# Your Choice.....



## AfterHours2 (Aug 2, 2010)

Price wise, the Ankona is going to be a lot easier on the wallet. The Fury would be my choice if you can flip the bill. It seems more open water capable but the Lostmen is still an awesome skinny water boat. Out of all three, I have only been on a Lostmen so I cannot speak as far as ride goes for the other two mentioned... Im sure you will hear about them pretty soon...


----------



## Dillusion (May 21, 2012)

ECC makes some really nice boats. I would put them up there with Hell's Bay.


----------



## [email protected] (Aug 15, 2010)

Get an EC Caimen! Really though, how many people do you plan to fish with? Do you fish primarily artificial, fly, or bait? When you say open bays are you talking about an area like Tampa/Biscayne Bay or smaller bays that you can cross in just a few minutes?


----------



## [email protected] (Aug 15, 2010)

I see you live in Tiki island, texas. looked it up on google earth. looks like you have a big bay there to cross. I would lean towards a fury for the better open water capability if you have to cross that bay. But it really depends on the way you fish. Do you plan on crossing that bay often or only on nice days? I know East Cape is coming out with a "Texas style skiff". May be somethinng worth checking out.


----------



## paint it black (Nov 3, 2007)

wet test wet test and wet test.... do some research on the companies and hulls. ask people that own each and get their opinion.

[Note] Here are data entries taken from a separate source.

PR #3060, opened 2025-09-17
feat: HIP-3 oracle pusher

merolish:
## Summary

HIP-3 pusher application draft.

## Rationale

Serve as market data provider for HIP-3 deployers.

## How has this been tested?

- [ ] Added new tests

### DIFF
--- a/.github/workflows/docker-hip-3-pusher.yml
+++ b/.github/workflows/docker-hip-3-pusher.yml
@@ -1,0 +1,55 @@
+name: Build and Push hip-3-pusher Image
+on:
+  push:
+    tags:
+      - hip-3-pusher-v*
+  pull_request:
+    paths:
+      - "apps/hip-3-pusher/**"
+  workflow_dispatch:
+    inputs:
+      dispatch_description:
+        description: "Dispatch description"
+        required: true
+        type: string
+permissions:
+  contents: read
+  id-token: write
+  packages: write
+env:
+  REGISTRY: ghcr.io
+  IMAGE_NAME: pyth-network/hip-3-pusher
+jobs:
+  hip-3-pusher-image:
+    runs-on: ubuntu-latest
+    steps:
+      - uses: actions/checkout@v2
+      - name: Set image tag to version of the git tag
+        if: ${{ startsWith(github.ref, 'refs/tags/hip-3-pusher-v') }}
+        run: |
+          PREFIX="refs/tags/hip-3-pusher-"
+          VERSION="${GITHUB_REF:${#PREFIX}}"
+          echo "IMAGE_TAG=${VERSION}" >> "${GITHUB_ENV}"
+      - name: Set image tag to the git commit hash
+        if: ${{ !startsWith(github.ref, 'refs/tags/hip-3-pusher-v') }}
+        run: |
+          echo "IMAGE_TAG=${{ github.sha }}" >> "${GITHUB_ENV}"
+      - name: Log in to the Container registry
+        uses: docker/login-action@65b78e6e13532edd9afa3aa52ac7964289d1a9c1
+        with:
+          registry: ${{ env.REGISTRY }}
+          username: ${{ github.actor }}
+          password: ${{ secrets.GITHUB_TOKEN }}
+      - name: Extract metadata (tags, labels) for Docker
+        id: metadata_hip_3_pusher
+        uses: docker/metadata-action@9ec57ed1fcdbf14dcef7dfbe97b2010124a938b7
+        with:
+          images: ${{ env.REGISTRY }}/${{ env.IMAGE_NAME }}
+      - name: Build and push server docker image
+        uses: docker/build-push-action@f2a1d5e99d037542a71f64918e516c093c6f3fc4
+        with:
+          context: .
+          file: "./apps/hip-3-pusher/Dockerfile"
+          push: ${{ github.event_name != 'pull_request' }}
+          tags: ${{ steps.metadata_hip_3_pusher.outputs.tags }}
+          labels: ${{ steps.metadata_hip_3_pusher.outputs.labels }}
--- a/apps/hip-3-pusher/.gitignore
+++ b/apps/hip-3-pusher/.gitignore
@@ -1,0 +1,10 @@
+# Python-generated files
+__pycache__/
+*.py[oc]
+build/
+dist/
+wheels/
+*.egg-info
+
+# Virtual environments
+.venv
--- a/apps/hip-3-pusher/Dockerfile
+++ b/apps/hip-3-pusher/Dockerfile
@@ -1,5 +1,5 @@
 # Use a Python image with uv pre-installed
-FROM ghcr.io/astral-sh/uv:python3.12-bookworm-slim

I love my Copperhead. I have never been on a fury or lostmen. And they look like great boats. But I have been on a caimen. If I was to choose between the Copperhead or a Caimen, it'll be Copperhead all day. But that's because of my personal experience with the two.


----------



## swampfox (May 9, 2007)

Thats a vast difference in boats there. We need more info to help you decide.  Are you fishing the bay. Or just crossing it ot to get to the skinny. How many people? And what depth of water do you fish in. I own a Lostmen and love it. But it's a super skinny boat. I dont know if I would want to cross huge open bays on a daily basis. Occasionally yes. You can use the trim tabs to drop the nose. And let the hull knock the waves/spray down in nasty weather. A little pain and discomfort is worth some times. Of course on glassy days a John boat would do well. If you fish big water. And can get by with a 10-12 inch draft. Then go with a deeper hull. You will always get a better ride. If you fish skinny. Then go wet test some like PIB said.


----------



## bbtexas (Oct 22, 2012)

Already have acces to a bigger bay boat. This would be a boat for skinny water but sometimes I have to cross west Galveston bay to get to skinny spots. That's what drew me to the fury, but I don't want to sacrifice a lot of draft. How does the ankona do in bigger water)


----------



## swampfox (May 9, 2007)

Ah yes the old chasing a unicorn thing. All you want is a big,dry, shallow draft boat That handles a 3 foot chop like a dream D The Lostmen is out then


----------



## East_Cape (Jun 3, 2008)

> If you could pick between an East Cape Lostmen, East Cape Fury, or an Ankona Copperhead Tournament, which would you pick and why?
> 
> I fish back waters and open bays and cost should figures into the equation.


Fury.


----------



## bbtexas (Oct 22, 2012)

> Ah yes the old chasing a unicorn thing. All you want is a big,dry, shallow draft boat That handles a 3 foot chop like a dream D The Lostmen is out then


No, my expectations are very realistic. Just doing my due diligence.


----------



## bbtexas (Oct 22, 2012)

> > If you could pick between an East Cape Lostmen, East Cape Fury, or an Ankona Copperhead Tournament, which would you pick and why?
> >
> > I fish back waters and open bays and cost should figures into the equation.
> 
> ...


Well, I had all but decided to go that route till you got me riled up thinking about y'alls new rig in the works.


----------



## bbtexas (Oct 22, 2012)

Maybe I should start believing in unicorns









http://www.skifflife.com/19485/skiffs-we-like/east-cape-scooter-top-secret-pics/


----------



## cutrunner (Jun 8, 2010)

^
Me likey


----------



## topnative2 (Feb 22, 2009)

me too......till u slide the wife off the side [smiley=1-doh.gif].... but then again ;D


----------



## Sheremeta (Nov 29, 2010)

> ECC makes some really nice boats. I would put them up there with Hell's Bay.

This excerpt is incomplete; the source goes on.